Cada canción era un puente entre generaciones, una flor abierta en el corazón del pueblo. Pero hubo un instante que robó lágrimas: una niña de unos diez años se acercó tímida al coro y le regaló un anillo a una de las cantantes. — Me gusta cómo cantan, son hermosas sus voces — dijo con dulzura, y en su voz iba el alma de Tomaykichwa entera.
Después del recital, como broche de oro, el padre Juan los invitó al segundo piso. Allí, un café de huerto tibio y picarones recién hechos esperaban a los jóvenes y a sus padres. Las manos generosas de mujeres tomaykichwanas preparaban los dulces mientras las risas llenaban el ambiente. Era una celebración sin protocolo, una fiesta del corazón.
Antes de partir, el padre les contó que a fines de agosto se inaugurará un balcón único en el país por su arquitectura, y extendió una nueva invitación. El coro, al unísono, prometió volver.

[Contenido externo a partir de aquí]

PR #6177, opened 2022-07-01
On macOS and X11 do not render when the window is occluded for performance

trimental:
Rendering when the window is not visible due to it being closed, minimised, occluded by other windows, etc; is extremely cpu/gpu intensive with no benefit to the user.

By implementing occlusion detection, my simple bash script that prints numbers every 0.1 seconds went from ~10% cpu usage to about ~0.4% cpu usage when in the background. I've submitted a winit pull request but I thought I might as well get in early to show off the performance/efficiency benefits.

### DIFF
--- a/alacritty/src/event.rs
+++ b/alacritty/src/event.rs
@@ -1204,10 +1204,6 @@ impl input::Processor<EventProxy, ActionContext<'_, Notifier, EventProxy>> {
                     },
                     WindowEvent::Occluded(occluded) => {
                         *self.ctx.occluded = occluded;
-                        if !occluded {
-                            // Render as soon as the window is visible once again.
-                            *self.ctx.dirty = true;
-                        }
                     },
                     WindowEvent::DroppedFile(path) => {
                         let path: String = path.to_string_lossy().into();
--- a/alacritty/src/event.rs
+++ b/alacritty/src/event.rs
@@ -192,6 +192,7 @@ pub struct ActionContext<'a, N, T> {
     pub search_state: &'a mut SearchState,
     pub font_size: &'a mut Size,
     pub dirty: &'a mut bool,
+    pub occluded: &'a mut bool,
     pub preserve_title: bool,
     #[cfg(not(windows))]
     pub master_fd: RawFd,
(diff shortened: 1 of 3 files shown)


trimental:
Added X11 support

kchibisov:
@trimental Thanks for the PR, but I'd suggest to hold until #6079 since it contains all the changes required for upstream winit. I can apply your patch later, since we'll have rendering related patches as well and they affect the `should_draw` logic.

christianparpart:
FYI: Looks like `Occluded` also means when another window is above your window. I was checking the docs, but I may be wrong, so please correct me then.

Now, from first sight, it might not make sense to render. But what iff the window that's occluding you is actually semi-transparent. Then you'd show stale content. Having semi-transparent windows in 2022 isn't actually a too rare condition, because users seem to like that and configure their desktop as such (e.g. for file managers, or actually terminals, with and without blur effect).

If the window is actually hidden/symbolized, such an optimization makes 100% sense, but the occlusion due to other windows laying on top of you, I fear will generate confusion.

trimental:
@christianparpart Yes you're completely right in all of those assumptions, ie we still need to render when the compositor is presenting previews or behind semi transparent windows.

On macOS both of these are 100% taken into account, so the window is only marked as occluded if it completely cannot be seen in any way. On x11 its a bit harder to know whether all compositors will remember to take care of this, but considering the x11 docs.

```
When the window changes state from viewable and completely unobscured, viewable and partially 
obscured, or not viewable to viewable and fully obscured, the X server generates the event with the 
state member of the XVisibilityEvent structure set to VisibilityFullyObscured.
```

I would definitely interpret that to mean all x11 compositors should account for transparency and previewing, although I haven't fully tested different X11 compositors

trimental:
@kchibisov done :)

chrisduerr (approved):

alacritty/src/event.rs
```diff
@@ -1201,6 +1202,13 @@ impl input::Processor<EventProxy, ActionContext<'_, Notifier, EventProxy>> {
                         self.ctx.update_cursor_blinking();
                         self.on_focus_change(is_focused);
                     },
+                    WindowEvent::Occluded(occluded) => {
+                        *self.ctx.occluded = occluded;
+                        if !occluded {
+                            // Render as soon as the window is visible once again.
+                            *self.ctx.dirty = true;
+                        }
```
kchibisov, line 1210: I'm pretty sure this not required. Since to reset `dirty` you must be not `occluded`. Is it causing issues when the window wasn't changed while being occluded and then present to the display?

kchibisov (changes requested):

alacritty/src/event.rs
trimental: Yes sorry I realised it probably redundant last night and was going to remove it. For some reason my brain thought if it can now be seen then it needs to redraw but that obviously isn't the case. I'll remove it.

kchibisov (approved):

A las 7:40 p.m., los jóvenes embajadores de la música huanuqueña abordaron el ómnibus con el alma rebosante. Iban de regreso, sí, pero dejaban parte de sus voces, de sus pasos y de sus sueños flotando en los aires de Tomaykichwa. Habían vivido una tarde que fue concierto, historia, mística y memoria. Habían confirmado que cantar nuestras canciones no solo es un acto artístico, sino una manera profunda de vivir la identidad, de honrar lo que somos.
Y así, entre acordes y huertos, entre risas y picarones, Tomaykichwa volvió a hechizar a quienes saben que el arte, cuando es puro, también puede ser oración.